*Task directions*: Nothing in the listing may change. Repeat all of it.

*Provided material*:
PR #1672, opened 2019-07-29
Allows setting finite u-turn costs.

### LINKED ISSUE #1590: Using turn costs, not just turn restrictions
OSM data only contains turn restrictions like 'right only' etc., but graphhopper routing can also handle turn *costs*, for example to prefer routes with less turns, less left-turns or similar. However, there are some open questions how turn costs should be handled, see discussion in: #1586

### LINKED ISSUE #1652: Allow finite u-turn costs for CH

easbar:
This PR is based on #1671 

With this PR it is possible to allow u-turns at some cost (when edge-based routing is enabled). On the request we have to specify, e.g., `u_turn_costs=40` which means each u-turn that the route takes adds `40s` to the overall travelling time. This only really makes sense as long as the weighting is based on time, like `FastestWeighting`. See also #1590.

Maybe this needs a bit of further thought and the u-turn costs should only be possible to apply if the weighting is time-based. Maybe we should deal with #1590 first ? Or just add some documentation and declare this parameter as experimental ?

However the largest part of this PR is about CH with finite u-turn costs. As for CH the u-turn costs must be specified in advance. This is done via the new `CHProfile` from #1671. 

In config.yml the new configuration looks like this:
```yaml
# use finite u-turn costs of 40s
prepare.ch.weightings: fastest|u_turn_costs=40
# if nothing is specified u-turns are forbidden as before
prepare.ch.weightings: fastest
# explicitly deny u-turns
prepare.ch.weightings: fastest|u_turn_costs=-1
```

Fixes #1652, also see discussion there.


easbar:
There is a problem here: When there are additional virtual nodes between the start and target (as in via-routing) there are additional possibilities to take a u-turn (at the virtual nodes). This means the shortest path can become dependent on the existence/non-existence/position of virtual nodes which is rather ugly. One possibility would be to never allow u-turns at virtual nodes ? Related #1593.

See here: bbf6337

michaz:
> This means the shortest path can become dependent on the existence/non-existence/position of virtual nodes which is rather ugly. One possibility would be to never allow u-turns at virtual nodes ?

Yeeeaaaaah, we had exactly the same conceptual difficulty once in map matching.

My suggestion was to construct the `QueryGraph` differently, so that the entry/exit is basically next to the original graph (connected with one-way edges) rather than inside it, so shortest paths in the original graph aren't altered. Don't know how hard that is, I think `QueryGraph` is pretty sophisticated. ,-)

karussell:
> My suggestion was to construct the QueryGraph differently, so that the entry/exit is basically next to the original graph

Can you elaborate your idea? Let's assume the following graph with an original edge A-B, where the entry is x:

```
 --A---x-----B---
```

And now you mean we add one-way edges `A->x` and `x->B`? Wouldn't this lead to other bugs as the original edge is basically duplicated?

If I remember correctly I had 3 options: 
1. add edges to the graph like we do, 
2. modify the algorithm and do not start with x and a weight=0 but use two starts A and B with a weight depending e.g. distance to x (seemed too complex to me as this problem will be spread over multiple areas, but now we already have special cases for virtual nodes in the CH and LM algorithms it does not seem to bad)
3. at import create only tower nodes and if distance is too large create additional tower node (this is prohibitive now in terms of memory used and also it was much slower)

michaz:
> And now you mean we add one-way edges A<-x and x->B

Yep.

> Wouldn't this lead to other bugs as the original edge is basically duplicated?

Don't think so. You can even add A->y and y<-B, then you have x for one direction and y for the other, without headings or blocking or anything..

michaz:
> have special cases for virtual nodes in the CH and LM 

Aaaahhhhh! :-)

karussell:
> You can even add x<->A and y<->B, then you have x for one direction and y for the other, without headings or blocking or anything.

Let's say you use heading and forbid going east, then, if the original edge still exists, how do you avoid such strange u-turns at B ala `y->B->A`?

michaz:
I don't. Shortest path is shortest path. Otherwise you need (U)-turn costs.

But I get it, all these details serve as heuristics for other things, right...

michaz:
Also this wasn't the full truth, there are more issues when origin/destination are on the same link etc.

michaz:
:'-(

michaz:
But do you see my point about the headings? If I talk about headings, I am implicitly talking about directed edges, and also about non-zero turn costs, because otherwise headings would make no difference.

So in a way it is cheating to just solve the U-turn problem by removing the original graph edge, because _in reality_ it could still be that _doing_ the U-turn is, _in fact_, the fastest way of getting to my destination.

easbar:
> modify the algorithm and do not start with x and a weight=0 but use two starts A and B with a weight depending

I think if I would have to do it again this is the way I would try. But unless we find a case where it is really needed I do not think this will be changed anytime soon :)

core/src/main/java/com/graphhopper/routing/ch/CHProfileSelector.java
```diff
@@ -0,0 +1,185 @@
...
+
+    private CHProfile select(HintsMap weightingMap, Boolean edgeBased, Integer uTurnCosts) throws CHProfileSelectionException {
+        this.weightingMap = weightingMap;
+        findCHProfilesMatchingWeighting();
+
+        if (!foundCHProfilesMatchingWeighting()) {
+            throw new CHProfileSelectionException("Cannot find CH profile for weighting map " + weightingMap + " in entries: " + entriesStrs + ".");
+        }
+
+        if (edgeBased != null && uTurnCosts != null) {
```
easbar: This is again quite a bit of nesting (even though its spread over different methods), but I thought this way it is easier to be sure we cover all the possible cases ? wdyt ?

easbar:
I think I am happy with forbidding u-turns at virtual nodes. I added a comment to the docs stating that the u-turn penalty is time-based and therefore only works with time-based weightings, like fastest here: https://github.com/graphhopper/graphhopper/pull/1672/commits/3fafe816f53d21b8b58e77946f0a486ef17546a8. Is this sufficient or should there be a more prominent warning (maybe at the place where the `u_turn_costs` parameter is documented ? Should we document it already ?

Should this go into `0.13` ? I think it's ready.

core/src/main/java/com/graphhopper/routing/ch/CHAlgoFactoryDecorator.java
```diff
@@ -251,46 +252,22 @@ public RoutingAlgorithmFactory getDecoratedAlgorithmFactory(RoutingAlgorithmFact
...
-            }
-        } else {
-            // no edge_based parameter was set, we determine the CH preparation based on what is there (and prefer edge-based
-            // if we can choose)
-            return edgeBasedPCH != null ? edgeBasedPCH : nodeBasedPCH;
+    private CHProfile selectProfile(HintsMap map, Boolean edgeBased, Integer uTurnCosts) {
+        try {
+            return CHProfileSelector.select(chProfiles, map, edgeBased, uTurnCosts);
+        } catch (CHProfileSelectionException e) {
+            throw new IllegalArgumentException(e.getMessage());
```
karussell: Is the checked exception CHProfileSelectionException required? Couldn't we let it extend DetailedIllegalArgumentException and avoid this method here and the 'throws CHProfileSelectionException' in a few methods? Or do you want it to be explicit? (I try to avoid checked exception as they are not often very helpful IMO)

core/src/main/java/com/graphhopper/routing/ch/CHProfileSelector.java
karussell: Looks fine due to the named cases IMO

karussell:
Is this sufficient or should there be a more prominent warning (maybe at the place where the u_turn_costs parameter is documented ? Should we document it already ?

Yes. May in ch.md and in the config-example.yml?

> Should this go into 0.13 ? I think it's ready.

Sure :+1: - Thanks!

core/src/main/java/com/graphhopper/routing/ch/CHAlgoFactoryDecorator.java
easbar: Ok, I changed it to a runtime exception. I do not necessarily think checked exceptions are never helpful because they give you a compile time check that helps you remembering to handle the error cases (for example here I think this is more of an advantage than it is a disadvantage that some 'intermediate' methods need to declare the exception). Anyway, either way is fine for me :+1:.

easbar:
> Yes. May in ch.md and in the config-example.yml?

Its in turn-restrictions.md and config-example.yml now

*Solution for this exercise*:
PR #1672, opened 2019-07-29
Allows setting finite u-turn costs.

### LINKED ISSUE #1590: Using turn costs, not just turn restrictions
OSM data only contains turn restrictions like 'right only' etc., but graphhopper routing can also handle turn *costs*, for example to prefer routes with less turns, less left-turns or similar. However, there are some open questions how turn costs should be handled, see discussion in: #1586

### LINKED ISSUE #1652: Allow finite u-turn costs for CH

easbar:
This PR is based on #1671 

With this PR it is possible to allow u-turns at some cost (when edge-based routing is enabled). On the request we have to specify, e.g., `u_turn_costs=40` which means each u-turn that the route takes adds `40s` to the overall travelling time. This only really makes sense as long as the weighting is based on time, like `FastestWeighting`. See also #1590.

Maybe this needs a bit of further thought and the u-turn costs should only be possible to apply if the weighting is time-based. Maybe we should deal with #1590 first ? Or just add some documentation and declare this parameter as experimental ?

However the largest part of this PR is about CH with finite u-turn costs. As for CH the u-turn costs must be specified in advance. This is done via the new `CHProfile` from #1671. 

In config.yml the new configuration looks like this:
```yaml
# use finite u-turn costs of 40s
prepare.ch.weightings: fastest|u_turn_costs=40
# if nothing is specified u-turns are forbidden as before
prepare.ch.weightings: fastest
# explicitly deny u-turns
prepare.ch.weightings: fastest|u_turn_costs=-1
```

Fixes #1652, also see discussion there.


easbar:
There is a problem here: When there are additional virtual nodes between the start and target (as in via-routing) there are additional possibilities to take a u-turn (at the virtual nodes). This means the shortest path can become dependent on the existence/non-existence/position of virtual nodes which is rather ugly. One possibility would be to never allow u-turns at virtual nodes ? Related #1593.

See here: bbf6337

michaz:
> This means the shortest path can become dependent on the existence/non-existence/position of virtual nodes which is rather ugly. One possibility would be to never allow u-turns at virtual nodes ?

Yeeeaaaaah, we had exactly the same conceptual difficulty once in map matching.

My suggestion was to construct the `QueryGraph` differently, so that the entry/exit is basically next to the original graph (connected with one-way edges) rather than inside it, so shortest paths in the original graph aren't altered. Don't know how hard that is, I think `QueryGraph` is pretty sophisticated. ,-)

karussell:
> My suggestion was to construct the QueryGraph differently, so that the entry/exit is basically next to the original graph

Can you elaborate your idea? Let's assume the following graph with an original edge A-B, where the entry is x:

```
 --A---x-----B---
```

And now you mean we add one-way edges `A->x` and `x->B`? Wouldn't this lead to other bugs as the original edge is basically duplicated?

If I remember correctly I had 3 options: 
1. add edges to the graph like we do, 
2. modify the algorithm and do not start with x and a weight=0 but use two starts A and B with a weight depending e.g. distance to x (seemed too complex to me as this problem will be spread over multiple areas, but now we already have special cases for virtual nodes in the CH and LM algorithms it does not seem to bad)
3. at import create only tower nodes and if distance is too large create additional tower node (this is prohibitive now in terms of memory used and also it was much slower)

michaz:
> And now you mean we add one-way edges A<-x and x->B

Yep.

> Wouldn't this lead to other bugs as the original edge is basically duplicated?

Don't think so. You can even add A->y and y<-B, then you have x for one direction and y for the other, without headings or blocking or anything..

michaz:
> have special cases for virtual nodes in the CH and LM 

Aaaahhhhh! :-)

karussell:
> You can even add x<->A and y<->B, then you have x for one direction and y for the other, without headings or blocking or anything.

Let's say you use heading and forbid going east, then, if the original edge still exists, how do you avoid such strange u-turns at B ala `y->B->A`?

michaz:
I don't. Shortest path is shortest path. Otherwise you need (U)-turn costs.

But I get it, all these details serve as heuristics for other things, right...

michaz:
Also this wasn't the full truth, there are more issues when origin/destination are on the same link etc.

michaz:
:'-(

michaz:
But do you see my point about the headings? If I talk about headings, I am implicitly talking about directed edges, and also about non-zero turn costs, because otherwise headings would make no difference.

So in a way it is cheating to just solve the U-turn problem by removing the original graph edge, because _in reality_ it could still be that _doing_ the U-turn is, _in fact_, the fastest way of getting to my destination.

easbar:
> modify the algorithm and do not start with x and a weight=0 but use two starts A and B with a weight depending

I think if I would have to do it again this is the way I would try. But unless we find a case where it is really needed I do not think this will be changed anytime soon :)

core/src/main/java/com/graphhopper/routing/ch/CHProfileSelector.java
```diff
@@ -0,0 +1,185 @@
...
+
+    private CHProfile select(HintsMap weightingMap, Boolean edgeBased, Integer uTurnCosts) throws CHProfileSelectionException {
+        this.weightingMap = weightingMap;
+        findCHProfilesMatchingWeighting();
+
+        if (!foundCHProfilesMatchingWeighting()) {
+            throw new CHProfileSelectionException("Cannot find CH profile for weighting map " + weightingMap + " in entries: " + entriesStrs + ".");
+        }
+
+        if (edgeBased != null && uTurnCosts != null) {
```
easbar: This is again quite a bit of nesting (even though its spread over different methods), but I thought this way it is easier to be sure we cover all the possible cases ? wdyt ?

easbar:
I think I am happy with forbidding u-turns at virtual nodes. I added a comment to the docs stating that the u-turn penalty is time-based and therefore only works with time-based weightings, like fastest here: https://github.com/graphhopper/graphhopper/pull/1672/commits/3fafe816f53d21b8b58e77946f0a486ef17546a8. Is this sufficient or should there be a more prominent warning (maybe at the place where the `u_turn_costs` parameter is documented ? Should we document it already ?

Should this go into `0.13` ? I think it's ready.

core/src/main/java/com/graphhopper/routing/ch/CHAlgoFactoryDecorator.java
```diff
@@ -251,46 +252,22 @@ public RoutingAlgorithmFactory getDecoratedAlgorithmFactory(RoutingAlgorithmFact
...
-            }
-        } else {
-            // no edge_based parameter was set, we determine the CH preparation based on what is there (and prefer edge-based
-            // if we can choose)
-            return edgeBasedPCH != null ? edgeBasedPCH : nodeBasedPCH;
+    private CHProfile selectProfile(HintsMap map, Boolean edgeBased, Integer uTurnCosts) {
+        try {
+            return CHProfileSelector.select(chProfiles, map, edgeBased, uTurnCosts);
+        } catch (CHProfileSelectionException e) {
+            throw new IllegalArgumentException(e.getMessage());
```
karussell: Is the checked exception CHProfileSelectionException required? Couldn't we let it extend DetailedIllegalArgumentException and avoid this method here and the 'throws CHProfileSelectionException' in a few methods? Or do you want it to be explicit? (I try to avoid checked exception as they are not often very helpful IMO)

core/src/main/java/com/graphhopper/routing/ch/CHProfileSelector.java
karussell: Looks fine due to the named cases IMO

karussell:
Is this sufficient or should there be a more prominent warning (maybe at the place where the u_turn_costs parameter is documented ? Should we document it already ?

Yes. May in ch.md and in the config-example.yml?

> Should this go into 0.13 ? I think it's ready.

Sure :+1: - Thanks!

core/src/main/java/com/graphhopper/routing/ch/CHAlgoFactoryDecorator.java
easbar: Ok, I changed it to a runtime exception. I do not necessarily think checked exceptions are never helpful because they give you a compile time check that helps you remembering to handle the error cases (for example here I think this is more of an advantage than it is a disadvantage that some 'intermediate' methods need to declare the exception). Anyway, either way is fine for me :+1:.

easbar:
> Yes. May in ch.md and in the config-example.yml?

Its in turn-restrictions.md and config-example.yml now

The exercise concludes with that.